The foundational suite of benefits are: insurance (health, life, short-term and long-term disability, dental and vision), retirement plans with 401(k) matching, and paid time off for bereavement, illness, vacation, and holidays.

Many companies also offer tuition reimbursement, stock options or profit sharing, gifts, bonuses, and sales commissions, as well as wellness benefits such as gym membership reimbursement or weight loss assistance.  

Understand the emerging benefits. 

The tech sector has been a leader in offering innovative benefits, and some of them have become a punchline. But the tech industry has also pioneered benefits that offer real value to workers, and companies in other sectors are jumping on board.  

Newer benefits that are becoming popular include: free, healthy meals at the office, unlimited PTO (with certain stipulations), health coaching, and student loan repayment.

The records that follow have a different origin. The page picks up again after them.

PR #458, opened 2017-08-31
rebase the specerror framework ; complete rfc code of config.md

liangchenye:

### DIFF
--- a/specerror/bundle.go
+++ b/specerror/bundle.go
@@ -1,0 +1,29 @@
+package specerror
+
+import (
+	"fmt"
+
+	rfc2119 "github.com/opencontainers/runtime-tools/error"
+)
+
+// define error codes
+const (
+	// ConfigInRootBundleDir represents "This REQUIRED file MUST reside in the root of the bundle directory"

Innovative benefits that are showing up more post-pandemic include: personalized bucket list experiences, employee discounts and rewards, a home office budget, childcare assistance or onsite childcare, elder care, paid parental leave for mothers and fathers, shorter days near the holidays, company-sponsored events, pet-friendly work environments, paid volunteer days, sabbaticals after a certain number of years of employment, game rooms, a professional development fund, restaurant vouchers, homebuying assistance, fertility expense assistance, culture passes, and more. 

Know what’s most important to you. 

No one company will offer every single one of these benefits. And most likely, no one person values all of them. Now that you have an idea of the options, list the top five benefits that are most important to you (outside of the standard offerings). Have your low, middle, and ideal range of benefits in mind prior to searching for a job or heading into your year-end review. 

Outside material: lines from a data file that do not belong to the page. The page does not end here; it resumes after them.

PR #459, opened 2017-09-01
validate: Increase the valid value of devices.type

q384566678:
According to the [spec.](https://github.com/opencontainers/runtime-spec/blame/master/config-linux.md#L225)

### DIFF
--- a/validate/validate.go
+++ b/validate/validate.go
@@ -705,7 +705,7 @@ func (v *Validator) CheckLinuxResources() (errs error) {
 	}
 	for index := 0; index < len(r.Devices); index++ {
 		switch r.Devices[index].Type {
-		case "a", "b", "c":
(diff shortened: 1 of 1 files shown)


Mashimiao:
type validation is just value check, I prefer to put it into schema validation. We will remove it after #197  landed.

Mashimiao:
And `""` is not a valid value for devices.type. From the spec, unset value means it's nil not `""`

wking:
We can drop the whole `r.Devices[index].Type` check if/when opencontainers/runtime-spec#690 lands,after which 1.0.x JSON Schema checks will handle that for us.

Mashimiao:
As #197  landed, let's close this PR. We will remove all duplicate validation items with schema in the future.

PR #460, opened 2017-09-01
validate: modify the condition of the deviceValid

q384566678:
Accord to the [mknod(1)](http://man7.org/linux/man-pages/man1/mknod.1.html). We can get the following information:

> Both MAJOR and MINOR must be specified when TYPE is b, c, or u, and they must be omitted when TYPE is p.


Mashimiao:
LGTM

q384566678:
@hqhq @liangchenye PTAL

liangchenye:
LGTM

PR #462, opened 2017-09-05
cmd: modify the err judgment

q384566678:
Modify the following error situation:

```
✗ oci-runtime-tool validate 
0 errors occurred:


```


Mashimiao:
This is really not a good fix...., you'd better fix take advantage of multierror to fix this in CheckAll()

q384566678:
updated, PTAL.

Mashimiao:
LGTM

mrunalp:
LGTM

PR #469, opened 2017-09-09
cap: drop existent item before validating

Mashimiao:
fix pointed out issue at [here](https://github.com/opencontainers/runtime-tools/pull/466#issuecomment-327980693)

### DIFF
--- a/generate/generate.go
+++ b/generate/generate.go
@@ -1050,9 +1050,6 @@ func (g *Generator) AddProcessCapability(c string) error {
 // DropProcessCapability drops a process capability from g.spec.Process.Capabilities.
 func (g *Generator) DropProcessCapability(c string) error {
 	cp := strings.ToUpper(c)
-	if err := validate.CapValid(cp, false); err != nil {
-		return err
-	}
 
 	g.initSpecProcessCapabilities()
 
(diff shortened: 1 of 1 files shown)


runcom:
LGTM

q384566678:
LGTM

mrunalp:
LGTM

generate/generate.go
```diff
@@ -1050,9 +1050,6 @@ func (g *Generator) AddProcessCapability(c string) error {
 // DropProcessCapability drops a process capability from g.spec.Process.Capabilities.
 func (g *Generator) DropProcessCapability(c string) error {
 	cp := strings.ToUpper(c)
-	if err := validate.CapValid(cp, false); err != nil {
-		return err
-	}
 
 	g.initSpecProcessCapabilities()
```
wking: Unrelated in this PR, and I don't care enough about generation to work up a fix myself, but if anyone else is interested, I think calling `initSpecProcessCapabilities` in `DropProcessCapability` is strange.  It would be more intuitive to me if the function just returned `nil` without changing the config if any of the earlier pointers were `nil`.  As it stands:

```
$ ./oci-runtime-tool generate --template <(echo '{}') --process-cap-drop CAP_SYS_ADMIN
{
        "ociVersion": "1.0.0",
        "process": {
                "user": {
                        "uid": 0,
                        "gid": 0
                },
                "args": null,
                "cwd": "/",
                "capabilities": {}
        },
        "root": {
                "path": "rootfs"
        }
}
```

which is creating a useless empty object for `process.capabilities`.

“Take salary into account as you reflect,” Olson says. “Benefits are part of total compensation, and some companies with a long list of benefits may pay a little less. It’s all about what’s important to you, personally.” 

Always negotiate.  

If you get a job offer at a company and you don’t care about the benefits and perks that they propose, ask for the benefits that are important to you. 

Negotiate salary first. If the salary comes in higher than you expected, you can still negotiate for benefits. If the final salary offer is lower than you would prefer, counteroffer by asking for the benefits that have monetary—or other— value to you. “Don’t be greedy, but be bold,” Olson says.